* _Work to be completed_
Below this sentence is a listing; return exactly its lines from the one with "PR #973, opened 2013-02-07" to the one with "--- a/lib/app/autoload/mojito-client.client.js", both kept, and nothing more.

* _The data_
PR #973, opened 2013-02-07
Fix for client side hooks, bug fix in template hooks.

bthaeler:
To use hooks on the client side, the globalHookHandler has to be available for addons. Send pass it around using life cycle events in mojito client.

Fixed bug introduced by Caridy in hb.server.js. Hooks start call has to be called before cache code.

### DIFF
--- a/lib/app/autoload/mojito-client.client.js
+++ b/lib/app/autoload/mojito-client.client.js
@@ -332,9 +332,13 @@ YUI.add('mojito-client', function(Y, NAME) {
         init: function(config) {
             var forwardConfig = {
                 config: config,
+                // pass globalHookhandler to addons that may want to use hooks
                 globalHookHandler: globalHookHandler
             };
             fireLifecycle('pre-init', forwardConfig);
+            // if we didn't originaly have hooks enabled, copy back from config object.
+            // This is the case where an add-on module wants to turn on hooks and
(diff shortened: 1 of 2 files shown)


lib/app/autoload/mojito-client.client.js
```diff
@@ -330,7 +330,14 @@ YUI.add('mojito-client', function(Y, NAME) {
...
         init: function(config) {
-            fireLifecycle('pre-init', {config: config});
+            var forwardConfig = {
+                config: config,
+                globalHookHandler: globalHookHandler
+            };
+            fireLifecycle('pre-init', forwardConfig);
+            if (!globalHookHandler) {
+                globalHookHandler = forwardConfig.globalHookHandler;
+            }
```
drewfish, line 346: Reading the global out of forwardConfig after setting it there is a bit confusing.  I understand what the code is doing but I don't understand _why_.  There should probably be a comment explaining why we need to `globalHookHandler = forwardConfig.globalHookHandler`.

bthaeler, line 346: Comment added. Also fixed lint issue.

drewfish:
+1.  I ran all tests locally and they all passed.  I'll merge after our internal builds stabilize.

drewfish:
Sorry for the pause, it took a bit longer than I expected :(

* * *

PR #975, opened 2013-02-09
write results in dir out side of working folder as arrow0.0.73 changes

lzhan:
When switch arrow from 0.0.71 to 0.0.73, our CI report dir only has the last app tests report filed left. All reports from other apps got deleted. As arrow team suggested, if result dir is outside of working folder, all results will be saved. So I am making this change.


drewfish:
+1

--

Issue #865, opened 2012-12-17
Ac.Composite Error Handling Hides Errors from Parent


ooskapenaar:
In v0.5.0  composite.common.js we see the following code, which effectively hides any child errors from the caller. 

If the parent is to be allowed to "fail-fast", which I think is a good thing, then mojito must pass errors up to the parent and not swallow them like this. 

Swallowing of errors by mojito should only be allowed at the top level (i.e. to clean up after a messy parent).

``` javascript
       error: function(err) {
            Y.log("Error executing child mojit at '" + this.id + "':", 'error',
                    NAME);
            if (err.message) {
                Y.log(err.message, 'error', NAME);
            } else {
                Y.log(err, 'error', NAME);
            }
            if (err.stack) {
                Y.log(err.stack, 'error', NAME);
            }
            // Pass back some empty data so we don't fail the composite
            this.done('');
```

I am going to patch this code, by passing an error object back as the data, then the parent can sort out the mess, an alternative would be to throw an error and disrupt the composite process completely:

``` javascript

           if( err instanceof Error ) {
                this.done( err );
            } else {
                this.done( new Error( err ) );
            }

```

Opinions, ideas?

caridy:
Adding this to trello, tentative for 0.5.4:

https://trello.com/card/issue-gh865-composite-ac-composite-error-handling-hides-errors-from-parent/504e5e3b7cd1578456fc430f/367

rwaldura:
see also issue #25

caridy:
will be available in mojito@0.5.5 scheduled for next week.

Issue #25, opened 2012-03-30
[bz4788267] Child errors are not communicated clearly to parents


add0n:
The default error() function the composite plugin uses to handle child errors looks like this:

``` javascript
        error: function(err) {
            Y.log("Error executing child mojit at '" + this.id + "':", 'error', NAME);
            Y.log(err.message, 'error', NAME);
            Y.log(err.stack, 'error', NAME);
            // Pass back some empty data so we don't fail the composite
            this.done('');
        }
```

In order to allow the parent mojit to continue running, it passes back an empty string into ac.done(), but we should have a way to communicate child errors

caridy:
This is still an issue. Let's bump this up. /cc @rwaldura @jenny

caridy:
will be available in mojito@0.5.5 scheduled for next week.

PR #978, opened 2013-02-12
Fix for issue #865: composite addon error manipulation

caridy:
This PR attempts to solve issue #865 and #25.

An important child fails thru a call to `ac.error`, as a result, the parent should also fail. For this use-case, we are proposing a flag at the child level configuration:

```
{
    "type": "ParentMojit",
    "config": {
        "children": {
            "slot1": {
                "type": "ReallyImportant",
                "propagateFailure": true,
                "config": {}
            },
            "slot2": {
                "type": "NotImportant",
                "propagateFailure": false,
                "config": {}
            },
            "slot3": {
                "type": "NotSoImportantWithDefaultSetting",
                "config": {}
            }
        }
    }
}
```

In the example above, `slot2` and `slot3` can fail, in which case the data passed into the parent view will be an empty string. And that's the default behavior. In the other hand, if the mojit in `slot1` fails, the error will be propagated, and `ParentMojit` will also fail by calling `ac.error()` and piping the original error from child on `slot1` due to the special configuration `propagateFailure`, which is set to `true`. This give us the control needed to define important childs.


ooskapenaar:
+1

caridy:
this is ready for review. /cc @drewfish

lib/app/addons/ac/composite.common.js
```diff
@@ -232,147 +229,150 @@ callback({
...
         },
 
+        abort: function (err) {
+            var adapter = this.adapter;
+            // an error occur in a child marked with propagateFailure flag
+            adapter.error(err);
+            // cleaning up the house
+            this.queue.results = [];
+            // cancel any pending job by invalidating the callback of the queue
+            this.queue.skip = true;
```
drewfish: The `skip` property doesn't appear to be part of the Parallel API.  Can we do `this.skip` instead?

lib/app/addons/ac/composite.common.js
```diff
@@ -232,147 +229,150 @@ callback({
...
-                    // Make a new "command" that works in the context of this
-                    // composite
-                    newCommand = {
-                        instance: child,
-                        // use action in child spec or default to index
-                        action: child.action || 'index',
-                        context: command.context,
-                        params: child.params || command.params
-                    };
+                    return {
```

* _Response to the exercise_
PR #973, opened 2013-02-07
Fix for client side hooks, bug fix in template hooks.

bthaeler:
To use hooks on the client side, the globalHookHandler has to be available for addons. Send pass it around using life cycle events in mojito client.

Fixed bug introduced by Caridy in hb.server.js. Hooks start call has to be called before cache code.

### DIFF
--- a/lib/app/autoload/mojito-client.client.js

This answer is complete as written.